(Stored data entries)
+---+

PR #309, opened 2026-05-01
thorfinn: gradient clip norm 0.5 (Lion+EMA+warmup+heads=4 SOTA)

morganmcg1:
## Hypothesis

Reducing the gradient clip norm from the current implicit default (1.0) to **0.5** will improve training stability and potentially reduce final validation loss on the DrivAerML CFD surrogate task.

**Rationale:** The Lion optimizer uses sign-based updates (`sign(beta1*m + (1-beta1)*g)`), which already provides implicit gradient normalization. However, the raw gradient signal that updates the EMA momentum `m` can have large outlier values, especially during complex CFD geometry features (wall shear tau_y/tau_z components show the largest gaps vs AB-UPT). A tighter clip of 0.5 reduces the influence of gradient spikes while preserving overall direction, potentially improving the quality of EMA momentum estimates and leading to better convergence.

This is a **zero-cost, single-line change** that has never been tested in any of the 105+ experiments on this branch. It targets the residual 2–4× gaps vs AB-UPT public reference on tau_y (11.952% vs 3.65%) and volume_pressure (12.656% vs 6.08%).

## Instructions

Start from the current SOTA (PR #232 config: Lion lr=1e-4, EMA=0.999, lr_warmup_epochs=1, heads=4).

**Single change:** Add `--grad-clip-norm 0.5` to the training command.

Run the following command:

```bash
cd target/
torchrun --standalone --nproc_per_node=8 train.py \
  --agent thorfinn \
  --optimizer lion --lr 1e-4 --weight-decay 5e-4 \
  --no-compile-model --batch-size 4 --validation-every 1 \
  --train-surface-points 65536 --eval-surface-points 65536 \
  --train-volume-points 65536 --eval-volume-points 65536 \
  --model-layers 4 --model-hidden-dim 512 --model-heads 4 --model-slices 128 \
  --ema-decay 0.999 --lr-warmup-epochs 1 \
  --grad-clip-norm 0.5 \
  --wandb_group tay-thorfinn-grad-clip-norm-0.5
```

**Important:** First verify that `--grad-clip-norm` is the correct flag name by running `python train.py --help` and look for clip/gradient flags. If the flag name is different (e.g. `--gradient-clip-norm` or `--clip-grad-norm`), use the correct one.

If `--grad-clip-norm` is not implemented, add it: the standard pattern is to clip the gradient norm before the optimizer step using `torch.nn.utils.clip_grad_norm_(model.parameters(), 0.5)`.

[...]

PR #353, opened 2026-05-02
askeladd: channel-selective Huber loss on tau channels (target tau_y/tau_z gap)

morganmcg1:
## Hypothesis

**Channel-selective Huber loss for tau channels.** Replace MSE with Huber(delta=0.5) specifically for the three tau (wall-shear) channels of the surface output (`surface_preds[:, 1:4]` = tau_x, tau_y, tau_z), keeping MSE for surface_pressure (channel 0) and all volume channels.

**Why this should help.** Wall-shear distributions are heavy-tailed: a small fraction of high-curvature / separation regions produce shear magnitudes much larger than typical. Squared error gives those outlier residuals an outsized gradient, biasing the model toward fitting tail samples at the expense of the bulk distribution. Huber loss caps the gradient magnitude at `delta` for any residual exceeding `delta`, decoupling the bulk-fit objective from outlier influence — the standard remedy for heavy-tailed regression targets.

The current SOTA (PR #309, val_abupt=9.0389%) is bottlenecked precisely on these channels:

| Channel | SOTA test | AB-UPT | Gap |
|---|---:|---:|---:|
| surface_pressure | 5.395 | 3.82 | x1.41 |
| tau_x | 8.402 | 5.35 | x1.57 |
| **tau_y** | **11.941** | **3.65** | **x3.27** |
| **tau_z** | **12.407** | **3.63** | **x3.42** |
| volume_pressure | 12.484 | 6.08 | x2.05 |

tau_y and tau_z are the two largest remaining axis gaps to AB-UPT. Surface_pressure (x1.41) is a soft-tailed channel and well-fit by MSE; mixing loss families lets each channel use the loss best matched to its residual distribution.

**Expected lift:** -0.5 to -1.5 abupt, concentrated on tau_y/tau_z axes.

**Why now:** Channel-selective losses are a low-cost, near-orthogonal lever — independent of the architecture deltas currently in-flight (STRING-separable PE, QK-norm, per-channel output-head scaling, tangent-frame projection). If it works it stacks cleanly with whatever wins the architecture race.

## Instructions

Implement a channel-selective Huber loss for the surface tau channels with a CLI-gated switch (default OFF, so existing runs are unchanged).

**Surface channel ordering** (confirmed from `trainer_runtime.py`): index 0 = surface_pressure, index 1 = tau_x, index 2 = tau_y, index 3 = tau_z.

### 1. Add `masked_huber()` to `trainer_runtime.py`

Add directly after `masked_mse()` (around line 831):

```python
def masked_huber(
    pred: torch.Tensor,
    target: torch.Tensor,
    mask: torch.Tensor,
    delta: float = 0.5,
) -> torch.Tensor:
    e = pred - target
    abs_e = e.abs()
    quadratic = torch.minimum(abs_e, torch.full_like(abs_e, delta))
    linear = abs_e - quadratic
    loss = 0.5 * quadratic.square() + delta * linear
    return masked_mean(loss, mask)
```

(The `torch.minimum` / `linear` formulation is preferred over `torch.where` because it stays differentiable across the kink and avoids a NaN-on-backward edge case some PyTorch versions hit with `where`.)

### 2. Export and import `masked_huber`

In `train.py` line 52, extend the existing `from trainer_runtime import ...` to include `masked_huber` alongside `masked_mse`.

### 3. Add CLI flags to `Config` (and arg parser) in `train.py`

```python
tau_loss_type: str = "rel_l2"        # one of {"rel_l2", "huber"}
tau_huber_delta: float = 0.5
```

Wire CLI flags `--tau-loss-type {rel_l2,huber}` and `--tau-huber-delta FLOAT`. Use `python train.py --help` to confirm exact dash/underscore conventions used elsewhere in the file — match them.

### 4. Split surface loss in `train_loss()` (`train.py` lines 182-214)

Replace the single `surface_loss = masked_mse(...)` call with:

```python
if tau_loss_type == "huber":
    sp_loss = masked_mse(
        out["surface_preds"][..., 0:1],
        surface_target[..., 0:1],
        batch.surface_mask,
    )
    tau_loss = masked_huber(
        out["surface_preds"][..., 1:4],
        surface_target[..., 1:4],
        batch.surface_mask,
        delta=tau_huber_delta,
    )
    surface_loss = sp_loss + tau_loss
else:
    surface_loss = masked_mse(
        out["surface_preds"], surface_target, batch.surface_mask
    )
```

Pass the new config fields through `train_loss()`'s signature (currently uses keyword-only args for `surface_loss_weight`, `volume_loss_weight` — follow the same pattern).

**Volume loss is unchanged** — keep `masked_mse` for `out["volume_preds"]`.

### 5. Sanity check

Before kicking off the full run, verify with a 1-epoch dry run that `--tau-loss-type rel_l2` (default) produces identical loss values to the unmodified code and that `--tau-loss-type huber` produces a different (smaller, since clipped) loss number that decreases over the first few steps.

### 6. Run the experiment — single config, SOTA stack, --tau-loss-type huber, delta=0.5

```bash
  --agent askeladd \
  --tau-loss-type huber --tau-huber-delta 0.5 \
  --wandb_group askeladd-huber-tau
```

If you have GPU headroom in epoch budget after the primary delta=0.5 run, queue one secondary value of delta to characterize sensitivity — delta=1.0 is the natural second pick (closer to MSE; tells us whether the gain comes from clipping at all or from the specific bulk/tail balance). Use the same `--wandb_group askeladd-huber-tau`.

### What to report

- Per-axis val and test metrics from the **best-val-checkpoint** (test eval, not just terminal-epoch val).
- A single PR-body table with columns: SOTA #309 (val/test), this run (val/test), delta-pp.
- Best-val W&B run id and link.
- Loss-curve sanity-check note: confirm `surface_loss` value range stays comparable to baseline (Huber on tau will be slightly smaller numerically but should still dominate where the existing MSE dominated).

## Baseline (SOTA — PR #309 thorfinn grad-clip-norm=0.5)

W&B run `ztdhodw1` (https://wandb.ai/wandb-applied-ai-team/senpai-v1-drivaerml-ddp8/runs/ztdhodw1)

- **val_abupt = 9.0389% (ep11)** — merge bar
- test_abupt = 10.126%

Per-axis test:

| Metric | SOTA | AB-UPT | Gap |
|---|---:|---:|---:|
| abupt mean | 10.126 | — | — |
| surface_pressure | 5.395 | 3.82 | x1.41 |
| wall_shear | 9.883 | 7.29 | x1.36 |
| tau_x | 8.402 | 5.35 | x1.57 |
| tau_y | 11.941 | 3.65 | x3.27 |
| tau_z | 12.407 | 3.63 | x3.42 |
| volume_pressure | 12.484 | 6.08 | x2.05 |

**Reproduce SOTA:**
```bash
  --agent <STUDENT> --optimizer lion --lr 1e-4 --weight-decay 5e-4 \
  --ema-decay 0.999 --grad-clip-norm 0.5
```

**Merge bar:** val_abupt < 9.0389%.

### DIFF
--- a/train.py
+++ b/train.py
@@ -49,6 +49,7 @@ from trainer_runtime import (
     init_wandb_run,
     is_valid_primary_metric,
     make_loaders,
+    masked_huber,
     masked_mse,
     metric_namespace,
     parse_kill_thresholds,
@@ -79,6 +80,8 @@ class Config:
     validation_every: int = 1
     surface_loss_weight: float = 1.0
     volume_loss_weight: float = 1.0
+    tau_loss_type: str = "rel_l2"
+    tau_huber_delta: float = 0.5
     manifest: str = "data/split_manifest.json"
     data_root: str = ""
     output_dir: str = "outputs/drivaerml"
@@ -188,6 +191,8 @@ def train_loss(
     *,
     surface_loss_weight: float = 1.0,
     volume_loss_weight: float = 1.0,
+    tau_loss_type: str = "rel_l2",
+    tau_huber_delta: float = 0.5,
 ) -> tuple[torch.Tensor, dict[str, float]]:
     batch = batch.to(device)
     surface_target = transform.apply_surface(batch.surface_y)
@@ -199,19 +204,43 @@ def train_loss(
             volume_x=batch.volume_x,
             volume_mask=batch.volume_mask,
         )
-        surface_loss = masked_mse(out["surface_preds"], surface_target, batch.surface_mask)
+        if tau_loss_type == "huber":
+            sp_loss = masked_mse(
+                out["surface_preds"][..., 0:1],
+                surface_target[..., 0:1],
+                batch.surface_mask,
+            )
+            tau_loss = masked_huber(
+                out["surface_preds"][..., 1:4],
+                surface_target[..., 1:4],
+                batch.surface_mask,
+                delta=tau_huber_delta,
+            )
+            surface_loss = sp_loss + tau_loss
+        elif tau_loss_type == "rel_l2":
+            sp_loss = None
+            tau_loss = None
+            surface_loss = masked_mse(out["surface_preds"], surface_target, batch.surface_mask)
+        else:
+            raise ValueError(
+                f"Unknown tau_loss_type '{tau_loss_type}'. Supported: rel_l2, huber."
+            )
         volume_loss = masked_mse(out["volume_preds"], volume_target, batch.volume_mask)
         weighted_surface_loss = surface_loss_weight * surface_loss
         weighted_volume_loss = volume_loss_weight * volume_loss
         loss = weighted_surface_loss + weighted_volume_loss
         base_mse_loss = surface_loss + volume_loss
-    return loss, {
+    metrics = {
         "base_mse_loss": float(base_mse_loss.detach().cpu().item()),
         "surface_loss": float(surface_loss.detach().cpu().item()),
         "volume_loss": float(volume_loss.detach().cpu().item()),
         "surface_loss_weighted": float(weighted_surface_loss.detach().cpu().item()),
         "volume_loss_weighted": float(weighted_volume_loss.detach().cpu().item()),
     }
+    if sp_loss is not None:
+        metrics["surface_pressure_loss"] = float(sp_loss.detach().cpu().item())
+        metrics["tau_loss"] = float(tau_loss.detach().cpu().item())
+    return loss, metrics
 
 
 def main(argv: Iterable[str] | None = None) -> None:
@@ -324,6 +353,8 @@ def main(argv: Iterable[str] | None = None) -> None:
                     config.amp_mode,
                     surface_loss_weight=config.surface_loss_weight,
                     volume_loss_weight=config.volume_loss_weight,
+                    tau_loss_type=config.tau_loss_type,
+                    tau_huber_delta=config.tau_huber_delta,
                 )
                 optimizer.zero_grad(set_to_none=True)
                 global_step += 1
@@ -361,6 +392,9 @@ def main(argv: Iterable[str] | None = None) -> None:
                             "train/volume_loss_weighted": batch_loss_metrics["volume_loss_weighted"],
                         }
                     )
+                    if "surface_pressure_loss" in batch_loss_metrics:
+                        train_log["train/surface_pressure_loss"] = batch_loss_metrics["surface_pressure_loss"]
+                        train_log["train/tau_loss"] = batch_loss_metrics["tau_loss"]
 
                 if skip_step:
                     optimizer.zero_grad(set_to_none=True)
--- a/trainer_runtime.py
+++ b/trainer_runtime.py
@@ -832,6 +832,20 @@ def masked_mse(pred: torch.Tensor, target: torch.Tensor, mask: torch.Tensor) -> 
     return masked_mean((pred - target).square(), mask)
 
 
+def masked_huber(
+    pred: torch.Tensor,
+    target: torch.Tensor,
+    mask: torch.Tensor,
+    delta: float = 0.5,
+) -> torch.Tensor:
+    e = pred - target
+    abs_e = e.abs()
+    quadratic = torch.minimum(abs_e, torch.full_like(abs_e, delta))
+    linear = abs_e - quadratic
+    loss = 0.5 * quadratic.square() + delta * linear
+    return masked_mean(loss, mask)
+
+
 def squared_relative_l2_loss(
     pred: torch.Tensor,
     target: torch.Tensor,


morganmcg1:
STUDENT askeladd:

## Research

Quick research pass before kicking off training (notes from the researcher pass):

- **delta=0.5 vs the textbook 1.35σ rule:** for unit-normalized targets the classical 95%-Gaussian-efficiency choice is δ≈1.35; δ=0.5 puts ~38% of N(0,1) residual mass in the linear regime, which is more aggressive. That's actually consistent with **Sun, Zhou & Fan (JASA 2020 / arXiv:1805.01544)** "Adaptive Huber Regression": for genuinely heavy-tailed targets the optimal δ shrinks below 1.35σ, scaling as O(n^{-1/(1+ε)}) with the tail index. Tau channels are heavy-tailed, so going below 1.35 is theoretically supported. δ=0.5 is a reasonable point estimate — a tuned δ would benefit from an empirical-quantile calibration on the train residuals, but that's a follow-up not this PR.
- **Alternatives flagged for possible follow-up:** Barron's general adaptive robust loss (arXiv:1701.03077, learns per-channel α, drops the δ hyperparameter), and generalized Charbonnier (`(r^2 + ε^2)^α`, smooth at the origin, used in optical flow). Both could be drop-in replacements for fixed-δ Huber.
- **Implementation sanity:**
  - `torch.minimum`/`linear` decomposition (as in the PR instructions) avoids the `torch.where` NaN-on-backward edge case at the kink. Confirmed numerically — gradients finite at residuals straddling δ.
  - Targets are normalized per-channel — no need for per-channel δ.
  - **Risk to monitor**: Huber's linear regime gives constant-magnitude per-element gradients on outliers. Combined with the SOTA's `--grad-clip-norm 0.5`, if many tau residuals are |r|>0.5 early on, grad-norm clipping could engage more often than baseline and effectively reduce the LR for non-tau parameters too. Will watch `train/grad/clipped` rate vs baseline.

## Implementation

- Added `masked_huber(pred, target, mask, delta)` in `trainer_runtime.py` directly after `masked_mse` (used the advisor-specified `torch.minimum`/`linear` formulation).
- Wired `--tau-loss-type {rel_l2,huber}` (default `rel_l2`, identical to prior 4-channel MSE) and `--tau-huber-delta` (default 0.5) through `Config`, `parse_args`, `train_loss(...)`, and the train-loop call site. Default path is byte-identical to the unmodified code (literally the same `masked_mse` call), so existing reproductions are unchanged.
- Surface loss split when `huber`: `sp_loss = masked_mse(ch 0)` + `tau_loss = masked_huber(ch 1:4, δ)`. Volume loss path untouched.
- Per-component `train/surface_pressure_loss` and `train/tau_loss` logged to W&B for diagnostic transparency.

### Sanity tests (offline)
- 4-channel MSE on random residuals: 4.262 → unchanged with `tau_loss_type=rel_l2` (same call).
- ch 1:4 Huber(δ=0.5) = 0.741 vs ch 1:4 MSE = 4.669 (Huber correctly clips heavy tails).
- ch 1:4 Huber(δ=100) ≈ MSE/2 (recovers quadratic regime as δ→∞, as expected from the standard `0.5·r²` Huber convention).
- Backward grads finite across the kink ✓.

## Run launched

Primary experiment is running with the SOTA stack + `--tau-loss-type huber --tau-huber-delta 0.5`:

- W&B group: `askeladd-huber-tau`
- Rank-0 W&B run: [`nhr4uj3q`](https://wandb.ai/wandb-applied-ai-team/senpai-v1-drivaerml-ddp8/runs/nhr4uj3q)
- All 8 ranks: nhr4uj3q (r0), kkgbvni9 (r1), ayz4q33p (r2), melligbe (r3), u04ylewh (r4), jff82bc8 (r5), 1mfhtyrx (r6), 07c3o34r (r7)
- 12.88M params, 8-rank DDP, projected ~33 min/epoch.

Will post a results comment with per-axis val/test from best-val checkpoint when training completes. If GPU/epoch budget allows after the primary, will also queue δ=1.0 in the same group as a sensitivity check.

morganmcg1:
ADVISOR: Confirmed — run nhr4uj3q is live and the implementation looks correct. The key signal to watch is tau_z specifically: under Lion, tau_z is the channel most likely to benefit from Huber since it has the largest outliers on the car's top/bottom surfaces.

Check-in cadence:
- **ep3–4**: Early tau_z signal. If tau_z is tracking below the STRING-sep baseline (10.449% test / comparable val), the Huber loss is pulling in the right direction.
- **ep6–7**: vol_pressure as a cross-check — should stay near 6.8–7.0% (SOTA ep6 is 6.86% for the STRING-sep run).

**Merge bar**: val_abupt must reach ≤7.546% (PR #311 STRING-sep SOTA). This is a high bar. Watch the tau_z improvement specifically — even if overall val_abupt doesn't beat SOTA, strong tau_z improvement is evidence to build on.

On the grad-clip-norm interaction you flagged: good catch. If you see gradient norms spiking anomalously (>5× baseline) specifically on the surface head, the Huber loss at the kink may be interacting with Lion's sign update. If that happens, try reducing delta to 0.1 (sharper Huber, less L2 regime) as a follow-up. Keep the current delta=0.5 for this run.

Keep going — update at ep5.

morganmcg1:
ADVISOR check-in (ep 9/50):

**Huber tau loss run trajectory — nhr4uj3q**

| Ep | Step | abupt_axis | sp_rl2 | ws_rl2 | vp_rl2 |
|----|------|------------|--------|--------|--------|
| 1  | 2720 | 62.9347% | 41.4414% | 70.7413% | 39.6252% |
| 2  | 5441 | 30.4194% | 16.1004% | 35.7266% | 14.8080% |
| 3  | 8162 | 19.0666% | 10.6038% | 22.1529% | 10.0722% |
| 4  | 10883 | 14.9871% | 8.2044% | 17.3579% | 8.4714% |
| 5  | 13604 | 13.3993% | 7.3064% | 15.3132% | 8.3022% |
| 6  | 16325 | 12.1791% | 6.6747% | 14.0228% | 7.1460% |
| 7  | 19046 | 11.4592% | 6.2621% | 13.1866% | 6.7731% |
| 8  | 21767 | 10.9139% | 5.9779% | 12.5549% | 6.4524% |
| 9  | 24488 | **10.5283%** | 5.7666% | 12.1097% | 6.2228% |

Run state: **RUNNING** | Merge bar: **9.0389%** | Gap: **1.49pp**

**Assessment:** Run is healthy and descending consistently. The descent rate is slowing as expected:
- ep7→ep8: -0.545pp
- ep8→ep9: -0.385pp

With 41 epochs remaining and assuming continuing deceleration (roughly geometric), projecting ~9.0–9.5% final value is plausible. The Huber tau treatment seems to be providing smoother convergence on wall shear (ws_rl2 = 12.1097%) compared to typical MSE baselines at the same epoch count, which is consistent with the hypothesis that Huber(delta=0.5) reduces the influence of outlier tau values.

However, vp_rl2 at 6.2228% and sp_rl2 at 5.7666% are strong — the concern is whether ws_rl2 will pull down enough. Wall shear is the hardest sub-metric and currently the bottleneck.

**Recommendation:** Continue to completion. The run is healthy and the trajectory is consistent with the hypothesis. The key question is whether the Huber smoothing on tau channels provides compounding benefit in the later epochs when fine-grained structure is being learned. We will make the final merge decision at ep50.

Please continue running — no action needed from you.

morganmcg1:
STUDENT askeladd:

## Results — Primary δ=0.5 run

**NEGATIVE result.** Channel-selective Huber on tau (δ=0.5) regresses both val_abupt and test_abupt versus the SOTA baseline by ~+1pp, with the **opposite of the intended effect** on the targeted axes: tau_y/tau_z got *worse*, not better.

### Per-axis val/test comparison (best-val-checkpoint, EMA)

| Metric | SOTA #309 val | this run val | Δval pp | SOTA #309 test | this run test | Δtest pp |
| **abupt_axis_mean** | 9.0389 | **10.1126** | **+1.07** | 10.126 | **11.098** | **+0.97** |
| surface_pressure | 5.6604 | 5.5681 | −0.09 | 5.395 | **5.218** | **−0.18** |
| wall_shear (vec) | 10.0983 | 11.5907 | +1.49 | 9.883 | 11.252 | +1.37 |
| tau_x | 8.5058 | 9.5742 | +1.07 | 8.402 | 9.339 | +0.94 |
| **tau_y** | 12.1700 | **14.7444** | **+2.57** | **11.941** | **14.389** | **+2.45** |
| **tau_z** | 13.1708 | **14.5767** | **+1.41** | **12.407** | **13.657** | **+1.25** |
| volume_pressure | 5.6876 | 6.0995 | +0.41 | 12.484 | 12.885 | +0.40 |

(val_p_v < test_p_v in *both* runs — that train/val-vs-test gap on volume_pressure is structural to the dataset/eval, not introduced here.)

### What happened — analysis

1. **Hypothesis was wrong on directional sign for THIS implementation.** Capping tau-channel residual gradients via Huber(δ=0.5) made tau_y/tau_z *worse* by +2.45 / +1.25 pp test, not better. The bulk-vs-tail tradeoff didn't go in the predicted direction.

2. **Likely root cause: the channel-split implementation accidentally re-weights surface_pressure 4× higher than baseline.** Baseline `masked_mse(surface_preds, surface_target, mask)` averages over all 4 channels (denominator = 4·mask_sum). The huber path computes `sp_loss = masked_mse(ch 0)` (denominator = mask_sum) and `tau_loss = masked_huber(ch 1:4)` (denominator = 3·mask_sum), then sums them. Per-element weights become **sp: 1×, tau: 1/3×**, vs baseline's uniform **1/4× per channel** — i.e. sp gets 4× higher relative weight, tau gets 4/3× higher (before Huber's clipping pulls tau back down).
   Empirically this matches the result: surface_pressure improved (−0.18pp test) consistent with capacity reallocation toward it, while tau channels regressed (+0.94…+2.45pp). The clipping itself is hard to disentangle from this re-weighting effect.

+---+

- Exercise: Beginning with the line that has "70.7413% | 39.6252% |" and ending with the line that has "With 41 epochs", set down the lines above exactly and include no others.

- Response area:
| 1  | 2720 | 62.9347% | 41.4414% | 70.7413% | 39.6252% |
| 2  | 5441 | 30.4194% | 16.1004% | 35.7266% | 14.8080% |
| 3  | 8162 | 19.0666% | 10.6038% | 22.1529% | 10.0722% |
| 4  | 10883 | 14.9871% | 8.2044% | 17.3579% | 8.4714% |
| 5  | 13604 | 13.3993% | 7.3064% | 15.3132% | 8.3022% |
| 6  | 16325 | 12.1791% | 6.6747% | 14.0228% | 7.1460% |
| 7  | 19046 | 11.4592% | 6.2621% | 13.1866% | 6.7731% |
| 8  | 21767 | 10.9139% | 5.9779% | 12.5549% | 6.4524% |
| 9  | 24488 | **10.5283%** | 5.7666% | 12.1097% | 6.2228% |

Run state: **RUNNING** | Merge bar: **9.0389%** | Gap: **1.49pp**

**Assessment:** Run is healthy and descending consistently. The descent rate is slowing as expected:
- ep7→ep8: -0.545pp
- ep8→ep9: -0.385pp

With 41 epochs remaining and assuming continuing deceleration (roughly geometric), projecting ~9.0–9.5% final value is plausible. The Huber tau treatment seems to be providing smoother convergence on wall shear (ws_rl2 = 12.1097%) compared to typical MSE baselines at the same epoch count, which is consistent with the hypothesis that Huber(delta=0.5) reduces the influence of outlier tau values.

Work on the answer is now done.